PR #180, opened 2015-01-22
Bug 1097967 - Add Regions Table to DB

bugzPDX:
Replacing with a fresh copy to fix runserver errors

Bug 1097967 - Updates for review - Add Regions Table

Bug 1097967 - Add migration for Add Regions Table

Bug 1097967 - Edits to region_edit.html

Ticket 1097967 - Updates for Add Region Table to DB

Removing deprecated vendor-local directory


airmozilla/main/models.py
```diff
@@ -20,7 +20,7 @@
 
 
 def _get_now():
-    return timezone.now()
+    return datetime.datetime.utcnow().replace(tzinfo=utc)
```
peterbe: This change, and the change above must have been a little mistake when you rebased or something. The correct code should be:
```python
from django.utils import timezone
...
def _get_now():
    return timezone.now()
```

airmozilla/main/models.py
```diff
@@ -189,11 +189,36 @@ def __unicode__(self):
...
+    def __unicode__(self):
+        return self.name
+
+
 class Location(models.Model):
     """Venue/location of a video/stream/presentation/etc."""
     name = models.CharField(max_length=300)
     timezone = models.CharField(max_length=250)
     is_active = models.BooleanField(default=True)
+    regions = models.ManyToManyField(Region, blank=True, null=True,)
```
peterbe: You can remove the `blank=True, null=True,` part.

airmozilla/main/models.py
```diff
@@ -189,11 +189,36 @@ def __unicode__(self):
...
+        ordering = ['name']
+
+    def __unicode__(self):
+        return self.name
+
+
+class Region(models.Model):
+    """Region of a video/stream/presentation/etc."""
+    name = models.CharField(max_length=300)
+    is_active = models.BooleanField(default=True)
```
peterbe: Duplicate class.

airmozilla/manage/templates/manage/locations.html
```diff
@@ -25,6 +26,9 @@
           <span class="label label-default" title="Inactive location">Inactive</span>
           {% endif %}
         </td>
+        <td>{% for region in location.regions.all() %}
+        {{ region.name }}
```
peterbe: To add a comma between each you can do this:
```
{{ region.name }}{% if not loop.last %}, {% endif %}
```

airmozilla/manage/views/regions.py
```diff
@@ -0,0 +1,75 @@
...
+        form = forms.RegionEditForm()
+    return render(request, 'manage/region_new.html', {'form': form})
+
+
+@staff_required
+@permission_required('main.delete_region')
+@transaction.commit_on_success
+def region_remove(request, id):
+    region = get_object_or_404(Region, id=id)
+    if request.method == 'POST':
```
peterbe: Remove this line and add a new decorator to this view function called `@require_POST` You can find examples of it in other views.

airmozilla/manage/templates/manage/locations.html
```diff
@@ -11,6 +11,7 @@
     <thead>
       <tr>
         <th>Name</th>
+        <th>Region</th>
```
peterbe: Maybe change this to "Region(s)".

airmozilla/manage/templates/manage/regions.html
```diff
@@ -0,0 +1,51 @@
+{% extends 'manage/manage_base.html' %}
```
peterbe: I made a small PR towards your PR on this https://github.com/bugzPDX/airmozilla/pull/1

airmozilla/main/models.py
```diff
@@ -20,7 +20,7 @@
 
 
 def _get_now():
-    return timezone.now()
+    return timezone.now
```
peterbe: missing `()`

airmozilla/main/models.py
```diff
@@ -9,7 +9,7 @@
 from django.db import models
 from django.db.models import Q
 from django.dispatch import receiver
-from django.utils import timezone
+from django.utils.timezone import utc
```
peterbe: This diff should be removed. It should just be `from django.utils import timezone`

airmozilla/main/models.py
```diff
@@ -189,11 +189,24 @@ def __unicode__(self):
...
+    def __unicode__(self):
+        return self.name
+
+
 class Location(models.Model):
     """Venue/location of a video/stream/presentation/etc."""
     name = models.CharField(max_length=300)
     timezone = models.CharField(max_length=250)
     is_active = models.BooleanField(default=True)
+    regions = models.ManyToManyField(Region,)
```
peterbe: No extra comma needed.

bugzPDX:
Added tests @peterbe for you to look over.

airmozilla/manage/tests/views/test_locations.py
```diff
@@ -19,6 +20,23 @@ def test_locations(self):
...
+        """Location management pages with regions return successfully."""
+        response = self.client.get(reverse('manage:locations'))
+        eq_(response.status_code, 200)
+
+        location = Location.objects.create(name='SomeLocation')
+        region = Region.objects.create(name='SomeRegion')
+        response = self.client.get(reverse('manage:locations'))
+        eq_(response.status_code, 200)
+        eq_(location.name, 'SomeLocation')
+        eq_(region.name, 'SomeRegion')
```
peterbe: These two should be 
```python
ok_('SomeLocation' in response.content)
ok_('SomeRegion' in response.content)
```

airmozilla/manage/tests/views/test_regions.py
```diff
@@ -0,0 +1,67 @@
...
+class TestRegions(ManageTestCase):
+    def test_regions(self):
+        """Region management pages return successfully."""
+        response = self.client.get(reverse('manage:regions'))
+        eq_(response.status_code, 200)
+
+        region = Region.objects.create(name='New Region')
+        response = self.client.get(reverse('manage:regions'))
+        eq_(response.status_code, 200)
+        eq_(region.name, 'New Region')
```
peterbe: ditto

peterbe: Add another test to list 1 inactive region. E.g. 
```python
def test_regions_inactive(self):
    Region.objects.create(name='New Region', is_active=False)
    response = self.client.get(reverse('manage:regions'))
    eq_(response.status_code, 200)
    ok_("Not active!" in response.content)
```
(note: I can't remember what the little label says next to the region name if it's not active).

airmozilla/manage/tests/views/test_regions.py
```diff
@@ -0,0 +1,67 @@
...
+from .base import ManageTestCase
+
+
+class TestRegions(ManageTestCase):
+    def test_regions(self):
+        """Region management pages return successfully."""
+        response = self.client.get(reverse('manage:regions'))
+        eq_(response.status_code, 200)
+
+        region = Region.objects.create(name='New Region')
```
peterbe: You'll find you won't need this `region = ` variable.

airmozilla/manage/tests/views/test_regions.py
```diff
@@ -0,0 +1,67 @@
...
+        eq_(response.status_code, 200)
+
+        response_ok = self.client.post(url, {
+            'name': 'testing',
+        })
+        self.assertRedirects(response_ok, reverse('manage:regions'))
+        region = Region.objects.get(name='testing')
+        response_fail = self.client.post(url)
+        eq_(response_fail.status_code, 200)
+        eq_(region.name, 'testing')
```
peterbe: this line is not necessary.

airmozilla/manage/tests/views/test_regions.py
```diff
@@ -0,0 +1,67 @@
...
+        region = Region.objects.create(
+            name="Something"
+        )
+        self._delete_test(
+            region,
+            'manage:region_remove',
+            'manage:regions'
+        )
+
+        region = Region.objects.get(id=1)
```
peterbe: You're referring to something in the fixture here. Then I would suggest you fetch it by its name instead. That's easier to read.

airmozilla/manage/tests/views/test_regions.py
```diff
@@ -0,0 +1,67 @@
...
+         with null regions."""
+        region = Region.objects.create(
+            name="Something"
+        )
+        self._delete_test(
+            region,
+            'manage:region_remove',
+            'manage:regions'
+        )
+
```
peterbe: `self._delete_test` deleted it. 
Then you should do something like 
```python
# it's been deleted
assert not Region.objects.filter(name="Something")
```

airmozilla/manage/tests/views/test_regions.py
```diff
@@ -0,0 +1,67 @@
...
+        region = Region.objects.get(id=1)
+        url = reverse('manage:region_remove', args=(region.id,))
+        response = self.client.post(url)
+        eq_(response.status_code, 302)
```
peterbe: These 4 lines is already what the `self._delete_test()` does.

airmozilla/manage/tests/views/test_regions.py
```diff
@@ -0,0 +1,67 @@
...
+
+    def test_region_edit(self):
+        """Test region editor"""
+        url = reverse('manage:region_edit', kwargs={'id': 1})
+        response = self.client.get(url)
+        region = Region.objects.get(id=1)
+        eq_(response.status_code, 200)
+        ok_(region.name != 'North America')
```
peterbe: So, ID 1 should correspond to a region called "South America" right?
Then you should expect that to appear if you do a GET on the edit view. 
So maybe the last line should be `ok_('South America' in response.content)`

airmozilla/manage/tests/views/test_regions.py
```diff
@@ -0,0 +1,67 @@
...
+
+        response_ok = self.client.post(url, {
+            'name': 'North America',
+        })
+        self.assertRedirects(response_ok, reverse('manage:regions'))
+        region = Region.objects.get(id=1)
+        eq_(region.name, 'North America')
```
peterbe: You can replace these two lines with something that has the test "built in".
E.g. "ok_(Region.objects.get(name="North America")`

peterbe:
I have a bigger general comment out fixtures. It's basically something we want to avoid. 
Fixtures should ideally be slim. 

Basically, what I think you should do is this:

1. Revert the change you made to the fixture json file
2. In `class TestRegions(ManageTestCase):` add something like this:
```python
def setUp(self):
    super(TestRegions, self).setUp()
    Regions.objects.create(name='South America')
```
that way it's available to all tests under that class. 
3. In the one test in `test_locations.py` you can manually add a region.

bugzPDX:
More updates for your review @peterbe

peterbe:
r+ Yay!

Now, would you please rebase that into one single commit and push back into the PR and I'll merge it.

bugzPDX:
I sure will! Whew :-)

===============

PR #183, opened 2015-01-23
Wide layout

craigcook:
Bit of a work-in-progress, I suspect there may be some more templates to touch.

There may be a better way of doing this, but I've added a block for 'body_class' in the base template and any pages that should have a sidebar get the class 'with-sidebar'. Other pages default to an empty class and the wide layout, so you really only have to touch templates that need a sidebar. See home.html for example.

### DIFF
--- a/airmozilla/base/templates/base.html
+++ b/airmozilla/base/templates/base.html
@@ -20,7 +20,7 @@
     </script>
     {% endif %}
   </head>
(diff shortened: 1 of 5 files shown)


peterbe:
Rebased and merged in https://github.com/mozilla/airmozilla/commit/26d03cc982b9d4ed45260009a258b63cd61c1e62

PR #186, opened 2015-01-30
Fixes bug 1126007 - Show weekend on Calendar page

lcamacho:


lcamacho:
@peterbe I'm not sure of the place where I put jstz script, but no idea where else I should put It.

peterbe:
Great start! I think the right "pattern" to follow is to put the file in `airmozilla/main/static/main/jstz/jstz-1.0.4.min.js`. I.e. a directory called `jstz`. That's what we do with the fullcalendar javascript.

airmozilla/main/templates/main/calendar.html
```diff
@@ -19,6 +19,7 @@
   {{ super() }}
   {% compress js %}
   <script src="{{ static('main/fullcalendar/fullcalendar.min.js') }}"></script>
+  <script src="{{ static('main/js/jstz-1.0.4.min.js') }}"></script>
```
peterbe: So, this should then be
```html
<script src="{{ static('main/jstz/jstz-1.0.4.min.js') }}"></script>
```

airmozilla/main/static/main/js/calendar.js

===============

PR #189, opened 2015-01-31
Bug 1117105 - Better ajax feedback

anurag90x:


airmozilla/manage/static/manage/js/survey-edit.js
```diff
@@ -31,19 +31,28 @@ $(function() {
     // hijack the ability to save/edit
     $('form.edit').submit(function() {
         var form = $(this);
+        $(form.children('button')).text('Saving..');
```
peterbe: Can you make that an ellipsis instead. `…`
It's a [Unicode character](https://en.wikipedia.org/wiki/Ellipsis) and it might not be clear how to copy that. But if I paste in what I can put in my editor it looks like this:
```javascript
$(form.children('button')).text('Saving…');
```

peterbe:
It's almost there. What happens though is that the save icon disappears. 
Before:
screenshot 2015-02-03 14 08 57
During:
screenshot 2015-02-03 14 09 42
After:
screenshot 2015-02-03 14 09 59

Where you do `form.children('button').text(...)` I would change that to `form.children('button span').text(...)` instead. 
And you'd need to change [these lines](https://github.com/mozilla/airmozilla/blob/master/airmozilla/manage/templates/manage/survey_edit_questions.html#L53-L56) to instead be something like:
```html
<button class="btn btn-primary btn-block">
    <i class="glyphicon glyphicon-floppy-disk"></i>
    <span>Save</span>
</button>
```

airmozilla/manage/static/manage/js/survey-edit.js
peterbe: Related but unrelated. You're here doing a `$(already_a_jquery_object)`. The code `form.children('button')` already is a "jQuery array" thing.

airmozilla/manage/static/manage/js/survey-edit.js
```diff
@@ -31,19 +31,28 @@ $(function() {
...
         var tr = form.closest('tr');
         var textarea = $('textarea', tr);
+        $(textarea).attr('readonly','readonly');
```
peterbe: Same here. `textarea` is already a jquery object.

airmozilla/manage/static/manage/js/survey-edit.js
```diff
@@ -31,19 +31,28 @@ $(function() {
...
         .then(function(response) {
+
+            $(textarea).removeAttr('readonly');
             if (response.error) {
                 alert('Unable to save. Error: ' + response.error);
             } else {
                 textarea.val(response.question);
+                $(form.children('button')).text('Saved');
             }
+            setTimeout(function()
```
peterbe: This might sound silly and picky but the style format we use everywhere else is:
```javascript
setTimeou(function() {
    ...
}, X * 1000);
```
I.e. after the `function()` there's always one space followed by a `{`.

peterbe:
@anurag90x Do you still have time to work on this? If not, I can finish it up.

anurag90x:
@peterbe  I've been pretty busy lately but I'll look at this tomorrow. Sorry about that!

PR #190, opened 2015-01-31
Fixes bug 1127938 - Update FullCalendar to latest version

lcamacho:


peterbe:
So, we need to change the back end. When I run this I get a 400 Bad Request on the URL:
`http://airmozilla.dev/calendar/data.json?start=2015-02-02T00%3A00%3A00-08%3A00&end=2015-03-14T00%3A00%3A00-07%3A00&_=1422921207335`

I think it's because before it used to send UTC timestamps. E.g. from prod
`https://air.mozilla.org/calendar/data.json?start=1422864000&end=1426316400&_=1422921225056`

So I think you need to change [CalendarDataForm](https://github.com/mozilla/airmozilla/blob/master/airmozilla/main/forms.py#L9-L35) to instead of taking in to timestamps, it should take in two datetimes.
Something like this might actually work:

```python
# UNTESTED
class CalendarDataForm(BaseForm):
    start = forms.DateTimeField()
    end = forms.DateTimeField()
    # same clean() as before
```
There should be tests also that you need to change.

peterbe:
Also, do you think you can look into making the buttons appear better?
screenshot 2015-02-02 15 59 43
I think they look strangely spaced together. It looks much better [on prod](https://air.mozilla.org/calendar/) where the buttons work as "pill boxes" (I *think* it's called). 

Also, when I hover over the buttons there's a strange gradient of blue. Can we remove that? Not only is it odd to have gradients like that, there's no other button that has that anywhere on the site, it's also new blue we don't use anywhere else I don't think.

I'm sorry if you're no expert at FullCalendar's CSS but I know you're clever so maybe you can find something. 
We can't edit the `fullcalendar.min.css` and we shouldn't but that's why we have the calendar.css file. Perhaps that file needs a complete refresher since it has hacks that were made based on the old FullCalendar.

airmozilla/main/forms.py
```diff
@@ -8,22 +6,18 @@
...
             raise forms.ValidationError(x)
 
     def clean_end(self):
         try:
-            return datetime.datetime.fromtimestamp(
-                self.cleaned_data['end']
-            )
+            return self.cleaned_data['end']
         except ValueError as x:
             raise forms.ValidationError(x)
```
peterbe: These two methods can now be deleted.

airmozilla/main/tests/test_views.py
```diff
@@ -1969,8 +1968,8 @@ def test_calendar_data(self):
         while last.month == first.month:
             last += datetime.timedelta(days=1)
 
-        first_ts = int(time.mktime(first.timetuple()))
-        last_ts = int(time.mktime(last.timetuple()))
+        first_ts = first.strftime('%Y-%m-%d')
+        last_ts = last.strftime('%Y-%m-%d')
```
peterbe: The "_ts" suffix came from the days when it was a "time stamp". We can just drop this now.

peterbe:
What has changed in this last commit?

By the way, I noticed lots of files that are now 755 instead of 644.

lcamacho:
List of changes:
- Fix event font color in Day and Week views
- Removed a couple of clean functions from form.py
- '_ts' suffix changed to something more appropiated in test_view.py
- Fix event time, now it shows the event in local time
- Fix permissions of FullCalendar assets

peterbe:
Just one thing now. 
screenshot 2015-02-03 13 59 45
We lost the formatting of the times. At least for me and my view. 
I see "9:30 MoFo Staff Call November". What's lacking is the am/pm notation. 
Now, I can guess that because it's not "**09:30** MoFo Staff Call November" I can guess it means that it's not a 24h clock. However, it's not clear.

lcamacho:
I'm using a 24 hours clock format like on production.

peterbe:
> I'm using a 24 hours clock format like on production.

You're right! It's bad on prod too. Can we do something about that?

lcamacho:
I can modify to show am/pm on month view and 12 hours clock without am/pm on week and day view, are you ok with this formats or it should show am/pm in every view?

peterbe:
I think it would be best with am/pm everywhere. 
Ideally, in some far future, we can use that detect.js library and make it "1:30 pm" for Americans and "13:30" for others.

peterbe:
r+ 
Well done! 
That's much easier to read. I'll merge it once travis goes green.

===============

Show me all lines in the records that contain "create".

+        location = Location.objects.create(name='SomeLocation')
+        region = Region.objects.create(name='SomeRegion')
+        region = Region.objects.create(name='New Region')
    Region.objects.create(name='New Region', is_active=False)
+        region = Region.objects.create(name='New Region')
+        region = Region.objects.create(
+        region = Region.objects.create(
    Regions.objects.create(name='South America')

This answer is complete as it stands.